**ACTIVITY**. Your answer should be the full set of records, printed exactly as they stand.

**INPUT DATA**.

PR #216, opened 2019-05-20
documents/MANUAL.org: how to set search engines

vindarel:


jmercouris:
Thank you @vindarel!

Ambrevar:
Yup, that was very much needed ;)
Although I'd rather not advertise Youtube.  Something like Peertubes / Dtube instead?
Or simply Quickdocs?

PR #222, opened 2019-05-28
Remove dependency on Anaphora

vindarel:


Ambrevar:
Mark had introduced it, I guess it's a matter of style.  I'm personally not a big fan of anaphoric macros, I prefer `if-let`, etc.  So I will probably not use it.
@jmercouris?

jmercouris:
I am not a fan of them either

**RESPONSE BELOW**.
PR #216, opened 2019-05-20
documents/MANUAL.org: how to set search engines

vindarel:


jmercouris:
Thank you @vindarel!

Ambrevar:
Yup, that was very much needed ;)
Although I'd rather not advertise Youtube.  Something like Peertubes / Dtube instead?
Or simply Quickdocs?

PR #222, opened 2019-05-28
Remove dependency on Anaphora

vindarel:


Ambrevar:
Mark had introduced it, I guess it's a matter of style.  I'm personally not a big fan of anaphoric macros, I prefer `if-let`, etc.  So I will probably not use it.
@jmercouris?

jmercouris:
I am not a fan of them either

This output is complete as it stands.